— Эй, бродяга, чего разлегся? Марш отсюда!
Грубый окрик заставил Аносова открыть глаза. Он увидел на краю оврага толстого человека, в котором узнал Галагана. Это была неприятная встреча. Аносову было известно, что Галаган служит в полиции. Делать нечего, он поднялся и побрел к морю, на ходу напялив на голову шляпу.
Едва Галаган увидел эту шляпу, он крикнул: «Стой!» — и дал тревожный свисток.
Возможно, что Аносов еще мог бы спастись, если бы у него были молодые ноги и здоровое сердце. Но он знал себя и рассудил, что лучше не бежать. Документ у него в порядке, узнать его трудно, а других улик против него нет. Но улика была — та, о которой знал Галаган, и Аносова немедленно доставили в комендатуру, а потом — в гестапо.

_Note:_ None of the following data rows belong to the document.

PR #1934, opened 2025-05-22
feat: changes for sending a heartbeat over the npt control socket

gkc:
**- What I did**
- feat: changes for sending a heartbeat over the npt control socket. Heartbeats are intended to persuade zealous network intermediaries that the control socket is not in fact dead.
- fix: Also took care of some technical debt in the control socket message handling.

**- How I did it**
- See commits

**- How to verify it**
- Automated tests pass
- Manually tested for races etc by setting a heartbeat interval of 250ms for an npt session and then continually refreshing my web browser
- Manually tested with npt version 5.2.0 to verify backwards compatibility of control message handling

### DIFF
--- a/packages/dart/noports_core/lib/src/srv/srv_impl.dart
+++ b/packages/dart/noports_core/lib/src/srv/srv_impl.dart
@@ -13,6 +13,9 @@ import 'package:mutex/mutex.dart';
 import 'package:noports_core/srv.dart';
 import 'package:noports_core/sshnp.dart';
 import 'package:socket_connector/socket_connector.dart';
+import 'package:at_commons/at_commons.dart' as at_commons;
+
+const newLineCodeUnit = 10;
 
 @visibleForTesting
 class SrvImplExec implements Srv<Process> {
@@ -48,6 +51,9 @@ class SrvImplExec implements Srv<Process> {
   @override
   final Duration timeout;
 
+  @override
+  final Duration heartbeat;
+
   SrvImplExec(
     this.streamingHost,
     this.streamingPort, {
@@ -59,6 +65,7 @@ class SrvImplExec implements Srv<Process> {
     this.sessionIVString,
     required this.multi,
     required this.timeout,
+    required this.heartbeat,
   }) {
     if (localPort == null) {
       throw ArgumentError('localPort must be non-null');
@@ -92,6 +99,8 @@ class SrvImplExec implements Srv<Process> {
       localHost ?? 'localhost',
       '--timeout',
       timeout.inSeconds.toString(),
+      '--heartbeat',
+      heartbeat.inSeconds.toString(),
     ];
     if (multi) {
       rvArgs.add('--multi');
@@ -193,6 +202,9 @@ class SrvImplInline implements Srv<SSHSocket> {
   @override
   final Duration timeout;
 
+  @override
+  final Duration heartbeat;
+
   SrvImplInline(
     this.streamingHost,
     this.streamingPort, {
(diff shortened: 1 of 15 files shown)


packages/dart/noports_core/lib/src/srv/srv_impl.dart
```diff
@@ -801,11 +846,86 @@ class SrvImplDart implements Srv<SocketConnector> {
...
+          } else {
+            rcvBuffer.addByte(data[element]);
+            // Backwards compatibility for clients prior to 5.6.1
+            // IF we're at the LAST byte in the received data
+            // AND the rcvBuffer length is currently *precisely* an exact
+            // multiple of the length of
+            //   'connect:$socketAESKey:$socketIV'
+            //       7   1     44      1   24
+            // i.e. an exact multiple of 77
+            // THEN we should also go ahead and process the request (or requests)
```
gkc, line 904: Note: The algorithm above can fail in the unlikely event that
- 1) a _partial_ fragment of a given control request is received by the socket listener, and
- 2) after we add the very last byte of the fragment to the receive buffer, the buffer length is an exact multiple of 77 bytes

Open to suggestions for improvement

gkc:
One thing left to do here which is to make this a daemon feature and only send heartbeats if the daemon supports them

xavierchanth:
> One thing left to do here which is to make this a daemon feature and only send heartbeats if the daemon supports them

I would rather we mark this as control protocol version (v1) in the daemon features.

gkc:
> > One thing left to do here which is to make this a daemon feature and only send heartbeats if the daemon supports them
> 
> I would rather we mark this as control protocol version (v1) in the daemon features.

Do you mean you would like to rename the controlChannelHeartbeats daemon feature to  controlProtocolV1 or controlProtocol_v1 or something like that?

cconstab (dismissed):
tested and works as advertised, watched the protocol flow using WireShark, all looked good.

gkc:
@XavierChanth please take a look at the changes in the latest commit

xavierchanth:
> @XavierChanth please take a look at the changes in the latest commit

My concern with this approach is that the order and cadence of features added to other daemon implementations (i.e. C) may not match the Dart implementation. Thus potentially needed features may be gate-kept behind unneeded ones.

gkc:
> > @XavierChanth please take a look at the changes in the latest commit
> 
> 
> 
> My concern with this approach is that the order and cadence of features added to other daemon implementations (i.e. C) may not match the Dart implementation. Thus potentially needed features may be gate-kept behind unneeded ones.

I don't see why. Implementations should add the features they want, and advertise them. It's up to the clients to decide what to do given what the daemon advertises

xavierchanth:
> > > @XavierChanth please take a look at the changes in the latest commit
> > 
> > 
> > My concern with this approach is that the order and cadence of features added to other daemon implementations (i.e. C) may not match the Dart implementation. Thus potentially needed features may be gate-kept behind unneeded ones.
> 
> I don't see why. Implementations should add the features they want, and advertise them. It's up to the clients to decide what to do given what the daemon advertises



> > > @XavierChanth please take a look at the changes in the latest commit
> > 
> > 
> > My concern with this approach is that the order and cadence of features added to other daemon implementations (i.e. C) may not match the Dart implementation. Thus potentially needed features may be gate-kept behind unneeded ones.
> 
> I don't see why. Implementations should add the features they want, and advertise them. It's up to the clients to decide what to do given what the daemon advertises

I just had a re-read, I mistook the since value as absolute, assuming the features list had been removed.

xavierchanth (approved):

PR #104, opened 2021-03-22
[MNG-7112] --projects flag should honor --non-recursive flag

MartinKanters:


core-it-suite/src/test/java/org/apache/maven/it/MavenITmng7112ProjectsWithNonRecursiveTest.java
```diff
@@ -0,0 +1,78 @@
...
+        verifier.addCliOption( "!:aggregator-a,!:aggregator-b" );
+        verifier.addCliOption( "-N" );
+        verifier.setLogFileName( "excluded-non-recursive.txt" );
+        verifier.executeGoal( "validate" );
+
+        verifier.assertFilePresent( "target/touch.txt" );
+        verifier.assertFileNotPresent( "aggregator-a/target/touch.txt" );
+        verifier.assertFilePresent( "aggregator-a/module-a/target/touch.txt" );
+        verifier.assertFileNotPresent( "aggregator-b/target/touch.txt" );
+        verifier.assertFilePresent( "aggregator-b/module-b/target/touch.txt" );
```
michael-o, line 76: Can you explain this behavior? Disabling aggregators, but children are enabled with non-recursive flag?

MartinKanters: By default in the build all modules would be built. But we exclude two aggregators. Recently, we have made aggregator selection and exclusion recursive by default. In 3.6.3 this is non-recursive. So to get the old (non-recursive) behavior back, you can make use of -pl + -N to just exclude the two aggregator projects.

michael-o (approved):

PR #107, opened 2021-04-19
[GitHub CI] Use the loopback address for connecting to an in-process web server

mthmulders:
This may resolve the connection issues we sometimes see in GitHub
Actions, where the Maven process that is being tested cannot connect
to the Jetty server that was just started.

### DIFF
--- a/core-it-suite/src/test/java/org/apache/maven/it/MavenIT0146InstallerSnapshotNaming.java
+++ b/core-it-suite/src/test/java/org/apache/maven/it/MavenIT0146InstallerSnapshotNaming.java
@@ -86,7 +86,7 @@ public class MavenIT0146InstallerSnapshotNaming
         Verifier verifier = newVerifier( testDir.getAbsolutePath() );
 
         Properties properties = verifier.newDefaultFilterProperties();
-        properties.setProperty( "@host@", InetAddress.getLocalHost().getCanonicalHostName() );
+        properties.setProperty( "@host@", InetAddress.getLoopbackAddress().getCanonicalHostName() );
         properties.setProperty( "@port@", Integer.toString( port ) );
 
         verifier.filterFile( "settings-template.xml", "settings.xml", "UTF-8", properties );
@@ -125,7 +125,7 @@ public class MavenIT0146InstallerSnapshotNaming
         verifier = newVerifier( testDir.getAbsolutePath() );
 
         Properties properties = verifier.newDefaultFilterProperties();
-        properties.setProperty( "@host@", InetAddress.getLocalHost().getCanonicalHostName() );
+        properties.setProperty( "@host@", InetAddress.getLoopbackAddress().getCanonicalHostName() );
         properties.setProperty( "@port@", Integer.toString( port ) );
 
         verifier.filterFile( "settings-template.xml", "settings.xml", "UTF-8", properties );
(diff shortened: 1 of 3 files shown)


michael-o (commented):
Isn't `getLoopbackAddress()` suficient?

mthmulders:
> Isn't `getLoopbackAddress()` suficient?

That returns an `InetAddress`, but `setProperty` expects a `String` as the second argument...

michael-o:
> 
> 
> > Isn't `getLoopbackAddress()` suficient?
> 
> That returns an `InetAddress`, but `setProperty` expects a `String` as the second argument...

Ah, thanks!

michael-o (approved):

michael-o (commented):
Please note that some ITs explicitly require a non-localhost hostname to perform property. Did you verify that?

slachiewicz (approved):

mthmulders:
> Please note that some ITs explicitly require a non-localhost hostname to perform property. Did you verify that?

I didn't know that, so thanks for asking. I checked all three cases, and can't find any evidence in the code or in the JIRA tickets that it's crucially important to connect to a **remote** host. So in all honesty, I don't know...

michael-o:
> 
> 
> > Please note that some ITs explicitly require a non-localhost hostname to perform property. Did you verify that?
> 
> I didn't know that, so thanks for asking. I checked all three cases, and can't find any evidence in the code or in the JIRA tickets that it's crucially important to connect to a **remote** host. So in all honesty, I don't know...

When the name says `MavenITmng4991NonProxyHostsTest.java` one should be vigilant.

mthmulders:
> When the name says `MavenITmng4991NonProxyHostsTest.java` one should be vigilant.

I appreciate your vigilance. This is the relevant part of the settings-template.xml for MNG-4991:

```xml
<mirrors>
  <mirror>
    <id>central</id>
    <!-- NOTE: We need to try and use the proper host name/ip as Java generally ignores proxies for "localhost" -->
    <url>http://@localhost@:@port@/</url>
    <mirrorOf>central</mirrorOf>
  </mirror>
</mirrors>
<proxies>
  <proxy>
    <active>true</active>
    <protocol>http</protocol>
    <host>localhost</host>
    <port>@proxyPort@</port>
    <nonProxyHosts>@localhost@</nonProxyHosts>
  </proxy>
</proxies>
```

Quoting from [MNG-4991](https://issues.apache.org/jira/browse/MNG-4991):

> each repository will be configured with a proxy, even if the related host is excluded via the `<nonProxyHosts />` tag in the settings.xml.

This suggests that the test wants to prove that Maven will **not** use the proxy. Next, looking at the Java code, I see:
- the test spins up a proxy (that will in fact not proxy anything, as the `DefaultHandler` always returns 404)
- the test spins up another Jetty instance, that will return an artifact
- the test builds a small Maven project and verifies the artifact is indeed resolved. If it is resolved, that would be because the proxy is bypassed, QED. If Maven would've used the proxy, it would've seen HTTP 404 and the artifact would not have been resolved.

But with all this, I still don't know if it matters where the server and the repository live. That tiny line of comment suggests

> Java generally ignores proxies for "localhost"

That's something I've never heard of before. It may be true, I don't know. But the "generally" is not quite convincing me here. The [Java Networking and Proxies](https://docs.oracle.com/javase/8/docs/technotes/guides/net/proxies.html) doesn't support that statement - in fact, it even gives an example with `-Dhttp.nonProxyHosts="localhost|host.example.com"`. Why would they do that if Java indeed ignores proxies for localhost?

So, with all that vigilance, I still don't know whether it matters or not...

michael-o:
If you can wait a few days, I will have a look at the test.

mthmulders:
> If you can wait a few days, I will have a look at the test.

I'd appreciate it. Those actions aren't our final quality gate, and they're already red for some time I believe. Those extra days won't hurt - modifying a test and unknowingly making it test the opposite would definitely hurt.

michael-o:
Looking into this today...

michael-o:
Tested, I think this change is fine.

mthmulders:
Thank you for your efforts, @michael-o.

PR #108, opened 2021-07-19
[MNG-6271] Add validationRule for expressions in repositoryUrl

rfscholte:


core-it-suite/src/test/resources/mng-6759-transitive-dependency-repositories/module2/pom.xml
```diff
@@ -11,7 +11,7 @@
     <repositories>
         <repository>
             <id>customRepo</id>
-            <url>${custom.repo.uri}</url>
+            <url>file:///${basedir}/../dependency-in-custom-repo/target/repo</url>
```
michael-o, line 14: Isn't this deprecated for `{project.basedir}`?

rfscholte: According to https://maven.apache.org/ref/current/maven-core/apidocs/org/apache/maven/plugin/PluginParameterExpressionEvaluator.html it is still valid

michael-o: My bad, it is indeed still valid...

michael-o (changes requested):
Plaese also change the commit message here..

rfscholte:
Will adjust the commit message after the squash and merge.

PR #114, opened 2021-09-28
Fix IT0138: the m-plugin-p mojo is removed from maven-plugin lifecycle

cstamas:
The extra mojo is not needed anymore, as Resolver handles the group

Уже первые слова, сказанные ему Галаганом при аресте, выражение изумления и злобного торжества на его жирной физиономии показали Аносову, что он допустил ошибку. И все, что произошло с ним потом: допросы, угрозы, физические насилия, — не могло заглушить сознания совершенной им ошибки. Ошибочно было думать, что его не узнают в городе, где его знали все, ошибкой было не посоветоваться с товарищами, прежде чем отправиться в рискованное путешествие, — ведь он сам не раз предостерегал товарищей от излишнего риска, ошибкой было не послушаться Михайлюка. Но в основе всех этих частных ошибок лежала общая, главная ошибка: переоценка себя, своего опыта и умения.
Так думал комиссар Аносов. Он судил себя судом своей партийной совести, много строже, чем заслуживал, и не признавал оправданий. Теперь ему оставалось с достоинством и твердостью встретить смерть, чтобы его смерть послужила делу борьбы. И еще одно заботило Аносова: записка, спрятанная в шляпе. Когда его вели в гестапо, он заметил Михайлюка, ударил шляпой конвоира и отшвырнул ее в слабой надежде, что Михайлюку удастся подобрать ее. И больше Аносов уже ни о чем не заботился.
Его привели к зданию горсовета. Здесь на втором этаже находился прежде горком партии. Вот и второй этаж, вот и третья дверь направо, здесь был его кабинет. Сюда его и ввели. Здесь теперь помещался кабинет начальника гестапо.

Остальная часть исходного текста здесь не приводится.